A large-scale study revealed that individuals who compensated for weekday sleep deficits with additional sleep on weekends significantly reduced their risk of cardiovascular disease. The research was presented at ESC Congress 2024.
In the study, investigators from the State Key Laboratory of Infectious Disease, Fuwai Hospital, National Centre for Cardiovascular Disease in Beijing, China, used the UK Biobank to examine the data of 90,903 participants over a median follow-up period of approximately 14 years.
Participants were divided into quartiles based on their level of compensatory weekend sleep, ranging from –16.05 to +16.06 hours. Sleep data was collected using accelerometers, with sleep deprivation defined as self-reported sleep of less than 7 hours per night. Cardiovascular outcomes were assessed using hospitalization records and cause of death registry information, focusing on ischemic heart disease, heart failure, atrial fibrillation, and stroke.
The investigators found that participants who had the highest levels of compensatory sleep on weekends had a 19% lower risk of developing cardiovascular disease compared with those who had the lowest levels of compensatory sleep. This risk reduction increased to 20% in a subgroup of participants who reported chronic sleep deprivation.
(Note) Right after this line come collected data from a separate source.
Issue #2233, opened 2026-01-21
Get rid of `actor_config::init_fun` and `local_actor::initial_behavior_fac_`


Neverlord:
Those two are remnants of the past. We use them to implement spawning actors from function objects, but they do this in a very counterintuitive way. Basically, setting `init_fun` on the `actor_config` will initialize `initial_behavior_fac_`. If the latter is non-null when launching an actor, it will bypass everything else and create its initial behavior from that factory. We have better tools available in CAF today to spawn function objects with less black magic and it also locks us into supporting `init_fun` for all actors, even if it makes no sense. And it already makes no sense in blocking actors: they will call the factory and then silently discard the `behavior`.

PR #2234, opened 2026-01-21
Avoid using init_fun for spawning function objects

Neverlord:
Relates #2233.

### DIFF
--- a/libcaf_core/caf/stateful_actor.hpp
+++ b/libcaf_core/caf/stateful_actor.hpp
@@ -4,12 +4,16 @@
 
 #pragma once
 
+#include "caf/actor_traits.hpp"
+#include "caf/behavior.hpp"
+#include "caf/callback.hpp"
 #include "caf/detail/concepts.hpp"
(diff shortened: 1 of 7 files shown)


libcaf_core/caf/stateful_actor.hpp
```diff
@@ -95,15 +124,75 @@ namespace caf::detail {
...
+    }
+  }
+
+  behavior_type make_behavior() {
+    if (fn) {
+      auto res = (*fn)(self);
+      fn = nullptr;
+      return res;
+    }
+    return behavior_type{unsafe_behavior_init};
```
riemass, line 191: This behavior can only happen if we call `make_behavior` twice (by accident), or is the blocking actor behavior covered in this case as well?

Neverlord: Shouldn't happen, but also shouldn't crash the program if a user calls it again for some reason (we reset the init function after calling it).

Of the total cohort, 21.8% (n = 19,816) of the participants met the criteria for sleep deprivation. No significant differences in outcomes were observed between men and women.
"Sufficient compensatory sleep is linked to a lower risk of [cardiovascular] disease. The association becomes even more pronounced among individuals who regularly experience inadequate sleep on weekdays," emphasized co–study author Yanjun Song.
The investigators noted that modern lifestyles often led to sleep disruption and deprivation as a result of work or school schedules. This study provided evidence on the practice of "catching up" on sleep during weekends.
The investigators acknowledged potential limitations, including the self-reporting of sleep deprivation and the possibility that non–sleep-deprived participants may have experienced occasional inadequate sleep without meeting the study's criteria for sleep deprivation.
These findings suggested that health care providers could consider discussing sleep patterns with patients, particularly those at risk for cardiovascular disease. Encouraging compensatory sleep on weekends or days off may be a strategy for addressing the cardiovascular risks associated with chronic sleep deprivation.
The study indicated that further research could help determine the optimal amount of compensatory sleep and explore potential mechanisms underlying the observed risk reduction. Additionally, longitudinal studies could help elucidate the long-term effects of compensatory sleep patterns on cardiovascular health.
The authors declared no conflicts of interest.